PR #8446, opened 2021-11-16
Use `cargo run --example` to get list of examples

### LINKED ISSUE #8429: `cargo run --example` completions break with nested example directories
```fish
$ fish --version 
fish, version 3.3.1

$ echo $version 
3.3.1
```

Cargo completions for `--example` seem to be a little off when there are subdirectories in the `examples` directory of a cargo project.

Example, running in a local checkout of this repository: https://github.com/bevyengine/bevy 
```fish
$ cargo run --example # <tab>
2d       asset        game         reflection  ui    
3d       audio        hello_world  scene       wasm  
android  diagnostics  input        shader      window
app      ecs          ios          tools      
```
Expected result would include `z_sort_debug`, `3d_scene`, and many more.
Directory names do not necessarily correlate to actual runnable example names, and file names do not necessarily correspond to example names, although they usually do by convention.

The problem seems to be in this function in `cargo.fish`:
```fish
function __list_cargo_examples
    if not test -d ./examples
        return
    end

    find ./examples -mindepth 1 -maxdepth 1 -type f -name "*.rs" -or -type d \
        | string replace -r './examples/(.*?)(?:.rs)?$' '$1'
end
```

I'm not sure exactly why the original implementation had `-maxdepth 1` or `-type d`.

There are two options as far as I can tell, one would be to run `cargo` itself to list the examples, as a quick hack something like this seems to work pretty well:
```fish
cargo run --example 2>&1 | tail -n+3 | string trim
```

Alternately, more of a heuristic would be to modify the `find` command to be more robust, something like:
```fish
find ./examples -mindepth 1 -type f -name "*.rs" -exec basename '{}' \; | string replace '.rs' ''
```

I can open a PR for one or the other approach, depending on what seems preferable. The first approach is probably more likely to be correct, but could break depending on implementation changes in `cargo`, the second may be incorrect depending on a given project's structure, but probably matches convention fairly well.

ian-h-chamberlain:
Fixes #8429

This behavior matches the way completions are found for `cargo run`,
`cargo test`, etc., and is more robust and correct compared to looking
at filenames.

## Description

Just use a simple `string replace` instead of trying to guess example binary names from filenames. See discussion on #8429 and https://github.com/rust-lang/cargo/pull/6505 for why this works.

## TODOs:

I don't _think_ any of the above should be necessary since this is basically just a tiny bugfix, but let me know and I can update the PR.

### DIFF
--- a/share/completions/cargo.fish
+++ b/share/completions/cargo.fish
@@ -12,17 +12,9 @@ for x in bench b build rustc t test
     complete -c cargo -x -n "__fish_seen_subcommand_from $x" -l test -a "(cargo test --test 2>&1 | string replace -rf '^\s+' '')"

────

Each line of the material should be repeated exactly as it reads.

PR #8446, opened 2021-11-16
Use `cargo run --example` to get list of examples

### LINKED ISSUE #8429: `cargo run --example` completions break with nested example directories
```fish
$ fish --version 
fish, version 3.3.1

$ echo $version 
3.3.1
```

Cargo completions for `--example` seem to be a little off when there are subdirectories in the `examples` directory of a cargo project.

Example, running in a local checkout of this repository: https://github.com/bevyengine/bevy 
```fish
$ cargo run --example # <tab>
2d       asset        game         reflection  ui    
3d       audio        hello_world  scene       wasm  
android  diagnostics  input        shader      window
app      ecs          ios          tools      
```
Expected result would include `z_sort_debug`, `3d_scene`, and many more.
Directory names do not necessarily correlate to actual runnable example names, and file names do not necessarily correspond to example names, although they usually do by convention.

The problem seems to be in this function in `cargo.fish`:
```fish
function __list_cargo_examples
    if not test -d ./examples
        return
    end

    find ./examples -mindepth 1 -maxdepth 1 -type f -name "*.rs" -or -type d \
        | string replace -r './examples/(.*?)(?:.rs)?$' '$1'
end
```

I'm not sure exactly why the original implementation had `-maxdepth 1` or `-type d`.

There are two options as far as I can tell, one would be to run `cargo` itself to list the examples, as a quick hack something like this seems to work pretty well:
```fish
cargo run --example 2>&1 | tail -n+3 | string trim
```

Alternately, more of a heuristic would be to modify the `find` command to be more robust, something like:
```fish
find ./examples -mindepth 1 -type f -name "*.rs" -exec basename '{}' \; | string replace '.rs' ''
```

I can open a PR for one or the other approach, depending on what seems preferable. The first approach is probably more likely to be correct, but could break depending on implementation changes in `cargo`, the second may be incorrect depending on a given project's structure, but probably matches convention fairly well.

ian-h-chamberlain:
Fixes #8429

This behavior matches the way completions are found for `cargo run`,
`cargo test`, etc., and is more robust and correct compared to looking
at filenames.

## Description

Just use a simple `string replace` instead of trying to guess example binary names from filenames. See discussion on #8429 and https://github.com/rust-lang/cargo/pull/6505 for why this works.

## TODOs:

I don't _think_ any of the above should be necessary since this is basically just a tiny bugfix, but let me know and I can update the PR.

### DIFF
--- a/share/completions/cargo.fish
+++ b/share/completions/cargo.fish
@@ -12,17 +12,9 @@ for x in bench b build rustc t test
     complete -c cargo -x -n "__fish_seen_subcommand_from $x" -l test -a "(cargo test --test 2>&1 | string replace -rf '^\s+' '')"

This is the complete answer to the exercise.